═══ PROVIDED RECORDS ═══

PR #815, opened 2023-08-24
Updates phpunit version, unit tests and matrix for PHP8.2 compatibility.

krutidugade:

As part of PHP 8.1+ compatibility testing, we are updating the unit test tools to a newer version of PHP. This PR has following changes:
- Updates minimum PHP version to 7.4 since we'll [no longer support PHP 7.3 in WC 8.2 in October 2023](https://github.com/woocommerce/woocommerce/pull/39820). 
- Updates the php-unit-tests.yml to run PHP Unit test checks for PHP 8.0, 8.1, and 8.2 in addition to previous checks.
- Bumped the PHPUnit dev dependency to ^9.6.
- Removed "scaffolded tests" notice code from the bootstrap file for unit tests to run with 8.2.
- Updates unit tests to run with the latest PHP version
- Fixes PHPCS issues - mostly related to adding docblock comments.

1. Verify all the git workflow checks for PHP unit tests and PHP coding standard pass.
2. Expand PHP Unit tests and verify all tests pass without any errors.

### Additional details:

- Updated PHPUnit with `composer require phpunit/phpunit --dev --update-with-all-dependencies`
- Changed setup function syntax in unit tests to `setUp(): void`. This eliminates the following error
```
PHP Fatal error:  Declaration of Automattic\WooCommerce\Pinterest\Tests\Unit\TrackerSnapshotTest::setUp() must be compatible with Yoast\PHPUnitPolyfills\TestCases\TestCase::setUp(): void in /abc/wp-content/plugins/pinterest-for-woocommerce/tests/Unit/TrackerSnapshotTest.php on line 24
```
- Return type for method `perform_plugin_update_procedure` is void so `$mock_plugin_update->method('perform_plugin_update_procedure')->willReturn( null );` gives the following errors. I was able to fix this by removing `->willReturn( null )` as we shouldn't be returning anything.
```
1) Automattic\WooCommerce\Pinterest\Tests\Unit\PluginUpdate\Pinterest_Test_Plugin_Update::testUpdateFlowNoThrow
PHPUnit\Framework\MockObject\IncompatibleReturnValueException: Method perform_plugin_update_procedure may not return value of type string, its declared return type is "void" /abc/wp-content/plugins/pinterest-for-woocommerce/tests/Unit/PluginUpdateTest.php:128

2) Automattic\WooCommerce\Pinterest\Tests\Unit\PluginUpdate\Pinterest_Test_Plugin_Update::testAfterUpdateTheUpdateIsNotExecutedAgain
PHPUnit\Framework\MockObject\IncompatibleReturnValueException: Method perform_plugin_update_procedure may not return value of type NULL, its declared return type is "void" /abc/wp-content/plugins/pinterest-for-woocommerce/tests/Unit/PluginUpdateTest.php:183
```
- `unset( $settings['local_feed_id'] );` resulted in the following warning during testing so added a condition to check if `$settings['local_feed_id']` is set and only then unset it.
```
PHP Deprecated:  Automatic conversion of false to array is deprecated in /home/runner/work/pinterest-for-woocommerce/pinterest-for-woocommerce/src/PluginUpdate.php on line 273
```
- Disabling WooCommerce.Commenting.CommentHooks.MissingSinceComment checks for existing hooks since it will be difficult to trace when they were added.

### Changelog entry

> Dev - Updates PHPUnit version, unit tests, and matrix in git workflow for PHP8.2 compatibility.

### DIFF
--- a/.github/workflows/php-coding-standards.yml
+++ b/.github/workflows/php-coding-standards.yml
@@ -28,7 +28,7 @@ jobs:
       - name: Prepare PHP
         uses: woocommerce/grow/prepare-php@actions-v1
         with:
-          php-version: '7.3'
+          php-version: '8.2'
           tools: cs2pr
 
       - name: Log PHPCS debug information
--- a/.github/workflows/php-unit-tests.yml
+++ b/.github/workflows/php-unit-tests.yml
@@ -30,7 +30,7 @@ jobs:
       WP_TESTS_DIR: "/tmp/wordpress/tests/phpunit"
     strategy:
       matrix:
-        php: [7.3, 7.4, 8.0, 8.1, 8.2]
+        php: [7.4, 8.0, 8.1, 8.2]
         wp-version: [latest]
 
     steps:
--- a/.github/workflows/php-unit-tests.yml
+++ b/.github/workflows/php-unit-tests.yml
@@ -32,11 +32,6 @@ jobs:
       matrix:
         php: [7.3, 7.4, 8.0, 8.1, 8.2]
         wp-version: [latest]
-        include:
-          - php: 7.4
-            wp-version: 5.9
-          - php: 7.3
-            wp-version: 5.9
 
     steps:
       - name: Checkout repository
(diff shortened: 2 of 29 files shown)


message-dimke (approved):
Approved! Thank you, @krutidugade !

═══
═══ PROVIDED RECORDS ═══

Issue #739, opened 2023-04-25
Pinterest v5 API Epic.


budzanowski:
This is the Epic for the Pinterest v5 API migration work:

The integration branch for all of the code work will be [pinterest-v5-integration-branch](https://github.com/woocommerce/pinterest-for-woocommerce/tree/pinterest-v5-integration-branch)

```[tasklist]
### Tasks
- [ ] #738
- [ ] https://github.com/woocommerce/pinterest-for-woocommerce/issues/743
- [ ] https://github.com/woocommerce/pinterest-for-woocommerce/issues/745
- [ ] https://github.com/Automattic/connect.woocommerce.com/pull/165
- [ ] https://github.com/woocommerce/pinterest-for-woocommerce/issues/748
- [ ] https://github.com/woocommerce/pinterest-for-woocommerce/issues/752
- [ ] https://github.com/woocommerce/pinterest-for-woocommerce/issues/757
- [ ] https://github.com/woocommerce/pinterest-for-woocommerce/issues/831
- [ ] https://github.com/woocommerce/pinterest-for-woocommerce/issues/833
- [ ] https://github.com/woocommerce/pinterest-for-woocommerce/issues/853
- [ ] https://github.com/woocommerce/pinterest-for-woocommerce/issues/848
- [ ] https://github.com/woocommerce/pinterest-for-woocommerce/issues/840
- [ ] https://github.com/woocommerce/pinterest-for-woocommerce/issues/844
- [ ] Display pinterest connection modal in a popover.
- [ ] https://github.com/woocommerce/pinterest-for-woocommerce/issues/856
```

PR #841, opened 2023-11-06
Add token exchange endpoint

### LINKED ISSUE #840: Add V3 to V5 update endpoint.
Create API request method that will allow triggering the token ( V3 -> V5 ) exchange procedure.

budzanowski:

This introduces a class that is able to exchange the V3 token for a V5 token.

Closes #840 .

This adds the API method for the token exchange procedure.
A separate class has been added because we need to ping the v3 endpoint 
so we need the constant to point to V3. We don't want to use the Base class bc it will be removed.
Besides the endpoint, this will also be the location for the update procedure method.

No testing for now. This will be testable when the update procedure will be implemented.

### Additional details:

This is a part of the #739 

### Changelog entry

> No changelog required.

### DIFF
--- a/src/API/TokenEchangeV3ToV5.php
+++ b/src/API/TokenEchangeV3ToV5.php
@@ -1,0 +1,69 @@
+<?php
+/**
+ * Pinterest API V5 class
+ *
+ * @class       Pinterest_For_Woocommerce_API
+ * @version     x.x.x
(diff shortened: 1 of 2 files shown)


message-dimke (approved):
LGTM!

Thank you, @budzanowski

═══

▸ **TASK INSTRUCTIONS**
This exercise requires the lines of the entries containing the string "jobs".

▸ **RESPONSE BOX**
@@ -28,7 +28,7 @@ jobs:
@@ -30,7 +30,7 @@ jobs:
@@ -32,11 +32,6 @@ jobs:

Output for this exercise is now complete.